Understanding the conversion from logarithmic to exponential form is crucial for solving logarithmic equations. The traditional logarithmic equation is written as

• \(\log_b a = n\),

where \(b\) is the base of the logarithm, \(a\) is the given value, and \(n\) is the exponent. This can be converted into its equivalent exponential form:

• \(b^n = a\).

In simpler terms, what this means is that the base raised to the power of the exponent equals the given value.

For the specific equation given in the exercise, \(y = \log_5 x\):

• \(5^y = x\).

This shows that the base \(5\) raised to the power \(y\) will give us \(x\). By rewriting it in exponential form, it becomes easier to solve for \(x\) when different values of \(y\) are provided. This is a vital step to create a useful coordinate table and, eventually, to plot the graph.

A coordinate table is an organized way to collect pairs of input and output values, which makes it easier to plot a graph.

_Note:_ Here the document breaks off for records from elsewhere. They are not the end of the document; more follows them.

PR #287, opened 2021-12-17
Firebase without Appcompat

Did-Dog:
A main problem in sketchware ,can't use firebase without approbation.
I removed the connection of appcompat and firebase.Now we can use firebase without approbation.

### DIFF
--- a/app/src/main/java/com/besome/sketch/editor/manage/library/ManageLibraryActivity.java
+++ b/app/src/main/java/com/besome/sketch/editor/manage/library/ManageLibraryActivity.java
@@ -172,9 +172,9 @@ public class ManageLibraryActivity extends BaseSessionAppCompatActivity implemen
                     initializeLibrary(libraryBean);
                     if (libraryBean.useYn.equals("Y") && !compatLibraryBean.useYn.equals("Y")) {
                         libraryBean = compatLibraryBean;
-                        libraryBean.useYn = "Y";
+                        libraryBean.useYn = "N";
                         initializeLibrary(libraryBean);
-                        showFirebaseNeedComaptDialog();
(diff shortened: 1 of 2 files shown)


PranavPurwar:
i think it already works without that, I've used firebase without appcompat in many projects (earlier)

ilyassesalama:
This is interesting, needs a detailed test though.

Did-Dog:
> This is interesting, needs a detailed test though.

Did-Dog:
> > This is interesting, needs a detailed test though.
How can I compile Sketchware Pro's source into an APK file

PranavPurwar:
clonr the repository on android studio, click Sync Gradle and click run/debug

Did-Dog:
> clonr the repository on android studio, click Sync Gradle and click run/debug

Ok

PranavPurwar:
or if you're in mobile ->
add this code to android config in bulid.gradle and test 

jackOptions {
      enabled true
    }
  }
  compileOptions {
    sourceCompatibility JavaVersion.VERSION_1_8
    targetCompatibility JavaVersion.VERSION_1_8
  }

JavkhlanK:
That looks like an interesting change, I'll test that out soon as well. By the way, you should rather remove code entirely instead of commenting it out, as the entire history (including the old unchanged version) is available thanks to Git.

JavkhlanK:
Unfortunately, Sketchware didn't lie that Firebase depends on AppCompat. Looking at the dependencies of just `com.google.firebase:firebase-common:19.0.0` (exactly the version built-in Sketchware Pro), you can find `com.google.android.gms:play-services-basement:17.0.0` which depends on various AppCompat (AndroidX, actually) libraries, so not including them in the APK is **not safe**.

In this exercise, the table is formed from the exponential form of the logarithmic function.

• Start by selecting specific values for the variable \(y\).
• Here, these values were chosen as \(-2, -1, 0, 1, 2\).
• They represent various points on the y-axis.

By substituting each value of \(y\) into the formula \(5^y = x\), we derive corresponding values for \(x\):

• For \(y = -2\), \(5^{-2} = 0.04\) which is \(x\).
• For \(y = -1\), \(5^{-1} = 0.2\).
• For \(y = 0\), \(5^0 = 1\).
• For \(y = 1\), \(5^1 = 5\).
• For \(y = 2\), \(5^2 = 25\).

This process results in coordinate pairs of \((x, y)\) which can then be plotted on a graph to visualize the function.

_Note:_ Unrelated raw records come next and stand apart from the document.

PR #291, opened 2021-12-25
fix: Check for storage perms before reading config

khaled-0:
If no storage perms , don't try to read for custom config,
Fixes startup crash

### DIFF
--- a/app/src/main/java/com/besome/sketch/MainActivity.java
+++ b/app/src/main/java/com/besome/sketch/MainActivity.java
@@ -3,6 +3,7 @@ package com.besome.sketch;
 import android.Manifest;
 import android.app.AlertDialog;
 import android.content.Intent;
+import android.content.pm.PackageManager;
 import android.content.res.Configuration;
 import android.graphics.Color;
 import android.net.Uri;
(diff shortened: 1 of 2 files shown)


JavkhlanK:
I think changing ConfigActivity's logic to not try to read Mod Settings if no storage permissions have been granted and/or handle `null` HashMaps correctly would be a better solution.

khaled-0:
> I think changing ConfigActivity's logic to not try to read Mod Settings if no storage permissions have been granted and/or handle `null` HashMaps correctly would be a better solution.

cant check for perms without passing context, which seems unnecessary if ,
lets try to handle null then

khaled-0:
Ha, much better now

JavkhlanK:
> > I think changing ConfigActivity's logic to not try to read Mod Settings if no storage permissions have been granted and/or handle `null` HashMaps correctly would be a better solution.
> 
> cant check for perms without passing context, which seems unnecessary if ,
> lets try to handle null then

It'd be possible to use `SketchApplication#getContext()` for a Context.

khaled-0:
> > > I think changing ConfigActivity's logic to not try to read Mod Settings if no storage permissions have been granted and/or handle `null` HashMaps correctly would be a better solution.
> > 
> > 
> > cant check for perms without passing context, which seems unnecessary if ,
> > lets try to handle null then
> 
> It'd be possible to use `SketchApplication#getContext()` for a Context.

Not necessary anymore , because null check serves the purpose.

PR #296, opened 2021-12-29
fix crash on low api

PranavPurwar:
Context#getColor method was added in api 23


JavkhlanK:
Using `ContextCompat#getColor(Context, int)` might be better for that, as it checks the API version and calls the newer method if supported.

JavkhlanK:
This got resolved with 7d2b48eb0784519947baa30f9530c4ef4abb95d1 already.

PranavPurwar:
ik

PR #325, opened 2022-02-06
feat: Create Vastly Improved SrcViewerActivity.java

khaled-0:
-Asynchronous source generation
-Better code viewer (Sora editor)
-Preserves the original looks

Feels 50% faster ngl 
image


JavkhlanK:
That lowercase class name though

Issue #323, opened 2022-02-05
Error showing source code for custom views


brunodavi:
When I go to `custom_view` > `settings_button` > `Show source code` it shows an error when viewing the `.xml`

> Not sure if it could be because I restored the project from a backup (.swb)

<details>
<summary>Screenshots</summary>

![sketchware_select_custom_view_aaa.jpg](https://user-images.githubusercontent.com/48166556/152654019-09d0f7cb-2fd0-42ff-a851-ce28da3d9906.jpg)

![sketchware_click_show_source_code.jpg](https://user-images.githubusercontent.com/48166556/152654143-88cbfbae-fae4-48a7-be80-06481d934096.jpg)

![sketchware_error_show_source_code.jpg](https://user-images.githubusercontent.com/48166556/152654179-a399452b-ca32-4be9-9613-6bc35cf85dec.jpg)

> Here's a sequence of what happens

</details>

JavkhlanK:
Thanks for the report! Was able to reproduce, might try to fix before v6.4.0-rc02's release.

JavkhlanK:
Fixed by #327.

JavkhlanK:
Wait, I'll keep this issue open until v6.4.0-rc02 gets released.

JavkhlanK:
Fixed with [v6.4.0-rc02](https://github.com/Sketchware-Pro/Sketchware-Pro/releases/tag/v6.4.0-rc02).

PR #327, opened 2022-02-07
fix: Quick source viewer for custom xml works now.

khaled-0:
Also the command blocks now get applied in xml quick source
-Sideeffect: Relatively long loading time for xml sources
image


khaled-0:
fixes issue #323

PR #334, opened 2022-02-23
Update build.gradle

ArjunaKumarMohanta:


JavkhlanK:
Please commit that to your own fork. Ignoring lint errors is not needed when we build Sketchware Pro's sources.

PR #337, opened 2022-03-03
feat:refactor: AppComponents Sora editor, Quick manifest source

khaled-0:
Use sora editor if Legacy editor not enabled in settings
Delete old AppComponentsDialog class

you may or may not want the quick(so called) source
It's almost same speed as the full source generation.

And some cleanups in ManifestManager.


JavkhlanK:
It would be better if the old AppComponents dialog would still get shown if the Use legacy Code Editor Mod setting is on.

khaled-0:
> It would be better if the old AppComponents dialog would still get shown if the Use legacy Code Editor Mod setting is on.

It does doe, uses legacy editor but not in dialog
And the legacy editor needs a cancel & Save button anyway, so it should be fine soon

JavkhlanK:
Oh I missed that, thanks.

PR #342, opened 2022-03-08
Remove SketchwareUtil & SketchApplication classes

kimoandroid:
hello, can you please remove these two files from sketchware SketchwareUtil & SketchApplication
because i tried too much to remove them but failed


JavkhlanK:
What does this Pull request change? Please open an Issue instead.

PR #384, opened 2022-05-08
Update ExtraPaletteBlock.java

Arashvscode:
Announce the Dialog Progress Background


JavkhlanK:
Firstly, please open only one Pull request for each feature. #383 and #384 are together a single feature.

Secondly, there will be no more built-in Blocks in Sketchware Pro. Users should use Custom Blocks instead.

And thirdly, it doesn't look like you ever tested your changes out. There are two typos that make the Block not even show up correctly.

Arashvscode:
> 

Ok my bro and sorry 😅😅

PR #402, opened 2022-05-16
feat: add "Auto complete symbol pair" option to CodeEditor.

Raival-e:


AlQutby:
- Add a writing box, to write the application version freely

2-Add A list of distinctive, to appear where the projects that worked for her star franchise, which work on them continuously, and access them quickly at any time you want to complete.


3-  Direct Code Editor

4- Turn the app from apk to AAB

Remember, creating a table helps in visualizing how the function behaves and changes with different inputs.

Graphing a function involves plotting coordinate pairs on a graph to visualize the relationship between variables. Here, the focus is on the logarithmic function \(y = \log_5 x\).

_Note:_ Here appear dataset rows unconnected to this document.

PR #15, opened 2022-12-15
docs: add manifesto

achingbrain:
Some high-level thoughts behind the design rationale.

### DIFF
--- a/MANIFESTO.md
+++ b/MANIFESTO.md
@@ -20,28 +20,28 @@ The use cases for a distributed filesystem are incredibly far reaching and the "
 For example:
 
 - Applications deployed to browsers may wish to limit the size of the final bundle by omitting features
-- Others run in extremely adversarial environments often wish to limit the number of dependencies in the tree to limit the possibility of supply chain effects
+- Other applications may be deployed in extremely adversarial environments, and should limit the number of dependencies (throughout the dependency tree) to reduce the opportunities for supply chain attacks
 - The user should not have to include the code for features their application does not use
 
-The core of Helia will be very basic, targetting use as a library - just [js-libp2p], a [blockstore], [js-bitswap] and a posix-like API which will be extendable to add additional features such as IPNS, an RPC-API, etc.
+The core of Helia will be very focused on use as a library: just [js-libp2p], a [blockstore], [js-bitswap] and a POSIX-like API which will be extendable to add additional features such as IPNS, an RPC-API, etc.
 
 A "get you started" bundle with some common components will be provided but users are very much encouraged to roll their own version of Helia to suit their use case.
 
 ## BYO Filesystem
 
-The default filesystem for IPFS is [UnixFS](https://github.com/ipfs/specs/blob/main/UNIXFS.md), but UnixFS has several limitations.  Support for some common unix file attributes such as mode and mtime landed in 1.5 but this has yet to make it to [kubo].
+The default filesystem for IPFS is [UnixFS](https://github.com/ipfs/specs/blob/main/UNIXFS.md), but UnixFS has several limitations. Support for some common Unix file attributes such as mode (permission bits) and `mtime` landed in UnixFSv1.5, but this has yet to make it to [kubo].
 
-Several features are still missing such as arbitrary metadata or versioning, but they have been implemented by other filesystems such as [WNFS](https://guide.fission.codes/developers/webnative/file-system-wnfs).
+Several features are still missing from 1.5, such as arbitrary metadata (extended attributes) or versioning, but they have been implemented by other filesystems such as [WNFS](https://guide.fission.codes/developers/webnative/file-system-wnfs).
 
 That these missing features are being implemented by other filesystems is incredibly exciting and will unlock new use cases that are not possible today, so Helia will not bless any one filesystem as the One True Implementation, instead it will present an abstraction of posix filesystem operations (`ls`, `cat`, etc) as an API but the underlying filesystem(s) will be configurable.
 
 ## JavaScript first
 
-In the beginning there were node [streams](https://nodejs.org/api/stream.html#readable-streams), then there were [pull streams](https://www.npmjs.com/package/pull-stream), and finally browsers have [native streams too](https://developer.mozilla.org/en-US/docs/Web/API/ReadableStream).
+In the beginning there were Node.js [streams](https://nodejs.org/api/stream.html#readable-streams). Then there were [pull streams](https://www.npmjs.com/package/pull-stream). And finally, browsers have [native streams too](https://developer.mozilla.org/en-US/docs/Web/API/ReadableStream).
 
-Similarly [EventTarget](https://developer.mozilla.org/en-US/docs/Web/API/EventTarget)s can be used where [EventEmitter](https://nodejs.org/api/events.html#class-eventemitter) were previously.
+Similarly, [EventTarget](https://developer.mozilla.org/en-US/docs/Web/API/EventTarget)s can be used where [EventEmitter](https://nodejs.org/api/events.html#class-eventemitter)s were previously.
 
-There are many other cases where primitives that existed only in node or were provided by a popular library have now made it in to the language itself - these constructs should be used in preference to userland modules to remove dependencies and make the API types more idiomatic and recognisable as modern JavaScript.
+There are many other cases where primitives that existed only in Node.js or were provided by a popular library have now made it in to the language itself. These constructs should be preferred versus userland modules, in order to remove dependencies and make the API types more idiomatic and recognizable as modern JavaScript.
 
 This also makes it easier to support other runtimes like [deno](https://deno.land/) or [bun](https://bun.sh/) since runtime-specific code should be behind configuration such as the `"browser"` or `"exports"` fields in the `package.json`.
 
@@ -53,11 +53,11 @@ Some things are just faster in Node.js. The ability to run native code should no
 
 `js-ipfs` has no concept of permissions so all capabilities are available to every user. This has caused lots of problems with the HTTP-RPC-API in particular and lead to hastily implemented attempts to lock access down like limiting HTTP verbs or detecting user agents.
 
-Helia will integrate permissions at it's core, also allowing delegation of permissions via mechanisms such as [UCAN](https://ucan.xyz/)s.
+Helia will integrate permissions at its core, also allowing delegation of permissions via mechanisms such as [UCAN](https://ucan.xyz/)s.
 
 ## ESM and TypeScript
 
-Trying to write applications that scale has always been a challenge for JavaScript. Tools like TypeScript ease some of this pain so Helia will be full TypeScript and published as ESM-only to take advantage of modern runtimes and tooling.
+Trying to write applications that scale has always been a challenge for JavaScript. Tools like TypeScript ease some of this pain, so Helia will be written in TypeScript and published as ESM-only to take advantage of modern runtimes and tooling.
 
 ## Non-goals
 
--- a/MANIFESTO.md
+++ b/MANIFESTO.md
@@ -1,0 +1,74 @@
+# Manifesto <!-- omit in toc -->
+
+Helia aims to be a next generation IPFS implementation that takes the learnings of [js-ipfs] and applies them to a modern, modular, and efficient codebase.
+
+## Table of Contents <!-- omit in toc -->
+
+- [Modular](#modular)
+- [BYO Filesystem](#byo-filesystem)
+- [JavaScript first](#javascript-first)
+  - [(runtime-specific code where it makes sense)](#runtime-specific-code-where-it-makes-sense)
+- [Permissions](#permissions)
+- [ESM and TypeScript](#esm-and-typescript)
+- [Non-goals](#non-goals)
+  - [Networking](#networking)
+
+## Modular
+
+The use cases for a distributed filesystem are incredibly far reaching and the "bundle-everything" approach of `js-ipfs`/`kubo` does not suit every application.
+
+For example:
+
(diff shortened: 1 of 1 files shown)


MANIFESTO.md
```diff
@@ -0,0 +1,74 @@
...
+- [Non-goals](#non-goals)
+  - [Networking](#networking)
+
+## Modular
+
+The use cases for a distributed filesystem are incredibly far reaching and the "bundle-everything" approach of `js-ipfs`/`kubo` does not suit every application.
+
+For example:
+
+- Applications deployed to browsers may wish to limit the size of the final bundle by omitting features
```
tinytb, line 22: How do applications omit features? Is it manual, automated / tree shaking, or some combination?

MANIFESTO.md
```diff
@@ -0,0 +1,74 @@
...
+
+## Non-goals
+
+Helia is not attempting to reinvent the wheel when it comes to layers beneath the top-level API.
+
+### Networking
+
+It will use [js-libp2p] and [js-bitswap] to ensure compatibility with existing IPFS clients.
+
+[js-ipfs]: https://github.com/ipfs/js-ipfs
```
tinytb, line 70: What will the Helia APIs and other interfaces look like? What will it take to migrate from js-ipfs?

Can migrations be done in minutes, or will they take hours?

We should also mention the fact that Helia is expected to fully replace js-ipfs eventually, and js-ipfs will be deprecated.

MANIFESTO.md
```diff
@@ -0,0 +1,74 @@
...
+  - [Networking](#networking)
+
+## Modular
+
+The use cases for a distributed filesystem are incredibly far reaching and the "bundle-everything" approach of `js-ipfs`/`kubo` does not suit every application.
+
+For example:
+
+- Applications deployed to browsers may wish to limit the size of the final bundle by omitting features
+- Others run in extremely adversarial environments often wish to limit the number of dependencies in the tree to limit the possibility of supply chain effects
```
tinytb, line 23:
```suggestion
- Other applications may be deployed in extremely adversarial environments, and should limit the number of dependencies (throughout the dependency tree) to reduce the opportunities for supply chain attacks
```

MANIFESTO.md
```diff
@@ -0,0 +1,74 @@
...
+- The user should not have to include the code for features their application does not use
```
tinytb, line 24: What will be the best way for users to do this? (exclude code)

MANIFESTO.md
```diff
@@ -0,0 +1,74 @@
...
+
+The core of Helia will be very basic, targetting use as a library - just [js-libp2p], a [blockstore], [js-bitswap] and a posix-like API which will be extendable to add additional features such as IPNS, an RPC-API, etc.
```
tinytb, line 26:
```suggestion
The core of Helia will be very focused on use as a library: just [js-libp2p], a [blockstore], [js-bitswap] and a POSIX-like API which will be extendable to add additional features such as IPNS, an RPC-API, etc.
```

MANIFESTO.md
```diff
@@ -0,0 +1,74 @@
...
+
+A "get you started" bundle with some common components will be provided but users are very much encouraged to roll their own version of Helia to suit their use case.
```
tinytb, line 28: Can we link to an example of how other libraries encourage users to roll their own versions?

MANIFESTO.md
```diff
@@ -0,0 +1,74 @@
...
+
+## BYO Filesystem
+
+The default filesystem for IPFS is [UnixFS](https://github.com/ipfs/specs/blob/main/UNIXFS.md), but UnixFS has several limitations.  Support for some common unix file attributes such as mode and mtime landed in 1.5 but this has yet to make it to [kubo].
```
tinytb, line 32:
```suggestion
The default filesystem for IPFS is [UnixFS](https://github.com/ipfs/specs/blob/main/UNIXFS.md), but UnixFS has several limitations. Support for some common Unix file attributes such as mode (permission bits) and `mtime` landed in UnixFSv1.5, but this has yet to make it to [kubo].
```

MANIFESTO.md
```diff
@@ -0,0 +1,74 @@
...
+
+Several features are still missing such as arbitrary metadata or versioning, but they have been implemented by other filesystems such as [WNFS](https://guide.fission.codes/developers/webnative/file-system-wnfs).
```
tinytb, line 34:
```suggestion
Several features are still missing from 1.5, such as arbitrary metadata (extended attributes) or versioning, but they have been implemented by other filesystems such as [WNFS](https://guide.fission.codes/developers/webnative/file-system-wnfs).
```

MANIFESTO.md
```diff
@@ -0,0 +1,74 @@
...
+
+That these missing features are being implemented by other filesystems is incredibly exciting and will unlock new use cases that are not possible today, so Helia will not bless any one filesystem as the One True Implementation, instead it will present an abstraction of posix filesystem operations (`ls`, `cat`, etc) as an API but the underlying filesystem(s) will be configurable.
```
tinytb, line 36:
```suggestion
That these missing features are being implemented by other filesystems is incredibly exciting and will unlock new use cases that are not possible today. Therefore, Helia will not bless any one filesystem as the One True Implementation; instead it will present an abstraction of POSIX filesystem operations (`ls`, `cat`, etc) as an API, while the underlying filesystem(s) will be configurable.
```

tinytb: Is there a list of filesystem operations that will have abstractions in the API? Are there operations that don't make sense to include? `cp`, `mv`, `rm`, etc

MANIFESTO.md
```diff
@@ -0,0 +1,74 @@
...
+
+## JavaScript first
+
+In the beginning there were node [streams](https://nodejs.org/api/stream.html#readable-streams), then there were [pull streams](https://www.npmjs.com/package/pull-stream), and finally browsers have [native streams too](https://developer.mozilla.org/en-US/docs/Web/API/ReadableStream).
```
tinytb, line 40:
```suggestion
In the beginning there were Node.js [streams](https://nodejs.org/api/stream.html#readable-streams). Then there were [pull streams](https://www.npmjs.com/package/pull-stream). And finally, browsers have [native streams too](https://developer.mozilla.org/en-US/docs/Web/API/ReadableStream).
```

MANIFESTO.md
```diff
@@ -0,0 +1,74 @@
...
+
+Similarly [EventTarget](https://developer.mozilla.org/en-US/docs/Web/API/EventTarget)s can be used where [EventEmitter](https://nodejs.org/api/events.html#class-eventemitter) were previously.
```
tinytb, line 42:
```suggestion
Similarly, [EventTarget](https://developer.mozilla.org/en-US/docs/Web/API/EventTarget)s can be used where [EventEmitter](https://nodejs.org/api/events.html#class-eventemitter)s were previously.
```

MANIFESTO.md
```diff
@@ -0,0 +1,74 @@
...
+
+There are many other cases where primitives that existed only in node or were provided by a popular library have now made it in to the language itself - these constructs should be used in preference to userland modules to remove dependencies and make the API types more idiomatic and recognisable as modern JavaScript.
```
tinytb, line 44:
```suggestion
There are many other cases where primitives that existed only in Node.js or were provided by a popular library have now made it in to the language itself. These constructs should be preferred versus userland modules, in order to remove dependencies and make the API types more idiomatic and recognizable as modern JavaScript.
```

tinytb: Sorry to change the correct British spelling, but it bugged me that my browser's spellchecker marked it. Feel free to reject suggestion 😆

MANIFESTO.md
```diff
@@ -0,0 +1,74 @@
...
+
+### (runtime-specific code where it makes sense)
+
+Some things are just faster in Node.js. The ability to run native code should not be underestimated so where the JS implementation of an algorithm is a proven performance bottleneck and a native version exists, it should be used.
+
+## Permissions
+
+`js-ipfs` has no concept of permissions so all capabilities are available to every user. This has caused lots of problems with the HTTP-RPC-API in particular and lead to hastily implemented attempts to lock access down like limiting HTTP verbs or detecting user agents.
+
+Helia will integrate permissions at it's core, also allowing delegation of permissions via mechanisms such as [UCAN](https://ucan.xyz/)s.
```
tinytb, line 56:
```suggestion
Helia will integrate permissions at its core, also allowing delegation of permissions via mechanisms such as [UCAN](https://ucan.xyz/)s.
```

tinytb: > integrate permissions at its core

How?

MANIFESTO.md
```diff
@@ -0,0 +1,74 @@
...
+
+## ESM and TypeScript
+
+Trying to write applications that scale has always been a challenge for JavaScript. Tools like TypeScript ease some of this pain so Helia will be full TypeScript and published as ESM-only to take advantage of modern runtimes and tooling.
```
tinytb, line 60:
```suggestion
Trying to write applications that scale has always been a challenge for JavaScript. Tools like TypeScript ease some of this pain, so Helia will be fully TypeScript and published as ESM-only to take advantage of modern runtimes and tooling.
```

MANIFESTO.md
```diff
@@ -0,0 +1,74 @@
...
+
+## Non-goals
+
+Helia is not attempting to reinvent the wheel when it comes to layers beneath the top-level API.
```
tinytb, line 64: Can we briefly explain what these layers are? Anything beyond js-libp2p and js-bitswap?

tinytb (changes requested):

MANIFESTO.md
tinytb: Required: 
- libp2p
- Somewhere to get/put blocks (blockstore)

bitswap would check blockstore first and look elsewhere if a file isn't there.

Optional feature example: IPNS (needs libp2p and pubsub)
- ~Configure IPNS service to extend Helia export?~ This would bring us back to where we are now
- Change the IPNS service to take the components you use to build a Helia node? (preferred, we think)

Could pass things to Helia that you want to use. If you don't want a feature, just don't add the module.

MANIFESTO.md
tinytb: Have features implemented as separate modules or services; if you don't use the feature, you don't use its module.

Example: libp2p has a DHT implementation (kad-dht module). If you include it in your bundle, you get the DHT implementation; if you don't include it, you don't get the code for it either

MANIFESTO.md
tinytb: Consider: Express and its middleware

MANIFESTO.md
tinytb: notes: right now, no easy way to change a DAG. If you add a file with a CID root for the folder, and you want to add a new root for the folder, it's really hard; you have to use the object API, or the DAG API directly.

Or add the CID in your MFS, then modify it that way. You need a way to make any mutation to the filesystem.

- See all operations in the MFS (non-exhaustive; other operations could be added)
- Helia will make it as easy as it is when using MFS now

MANIFESTO.md
tinytb: notes: currently, no permissions in the RPC API, so you have to be careful if your computer is exposed to the internet. Need RPC API so that you can communicate with it when it's a background process.

With UCANs, you can delegate permissions to other actors. There are reasonable use cases for the outside world to access the API.

default: require localhost to grant the initial token. On initial startup (for fresh install), Helia will first generate a token for you as the administrator. Perhaps generate it offline in a secure environment. In the future, all requests require that token, or a token with permissions delegated by that token. At that point, it's OK to be accessible to the world because an access token will be required. Thus, by default, access is limited.

Restricting to localhost doesn't stop attacks where the attacker gets the user to open a malicious script in their browser, which accesses the local node.

MANIFESTO.md
tinytb: includes: ipld, unixfs

We are designing a filesystem API. People complain the current API is too big (many methods; does a lot of things; object API, configuration API, bootstrap API)

Helia is focused on delivering an ergonomic filesystem API - not changing the other components.

Non-goal: Rearchitecting everything.

- FILES.md is the really useful thing; [files API](https://github.com/ipfs/js-ipfs/blob/master/packages/ipfs-core-types/src/files/index.ts)
- The other things won't be part of the Helia API

tinytb: - don't need an API for config; you should just config your thing
- the other APIs are useful but don't need to be everywhere all the time. 
- e.g. IPNS can be its own thing; you would use the IPNS module and pass it libp2p and blockstore. That way, it's not part of the Helia API because it doesn't necessarily have anything to do with the filesystem; it's just mutable pointers to CIDs.
- e.g. IPLD is its own thing; use the codecs directly, but pass it the blockstore so you have a place to put the blocks.

We'll create some documentation to show how to do network IPLD operations.

MANIFESTO.md
tinytb: - depends on what parts of the API you're using. If it's just add and cat, then it's not a big change.

open question: How will users set their configuration?

note: These are ideas but they might change based on what we learn as Helia is developed.

Currently, there are many ways to set configuration. We want there to be 1 way to do it.

One big change for migrators is that they'll need to use some underlying libraries directly. Example:
- if you want to ping, you'll use libp2p directly. It won't be a method on the root of Helia.
- pubsub methods (currently just chain through to libp2p) won't be in Helia.

([js-ipfs root API](https://github.com/ipfs/js-ipfs/blob/master/packages/ipfs-core-types/src/root.ts))

- [ ] Will need to create migration documentation: from X method before, to Y thing now.

There will be a way to do what you did with js-ipfs, but it may be a little different.

tinytb (approved):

• Begin by plotting the points from the table of coordinates, calculated in the previous step.
• Examples of these pairs include \((0.04, -2), (0.2, -1), (1, 0), (5, 1), (25, 2)\).

Each point represents a location on the graph where the function takes a specific value.

Once the points are plotted:

• Connect them in a smooth curve.
• The graph reveals the typical shape of a logarithmic curve: it passes through the point (1, 0) and approaches the x-axis asymptotically as x becomes smaller, indicating it never crosses the x-axis.
• It also rises sharply as \(x\) increases.

It is important to note that the graph only exists for positive \(x\) values since logarithms are undefined for negative or zero \(x\).

By visualizing the graph, you can appreciate the nature of logarithmic functions and their exponential relationships with their inverse functions.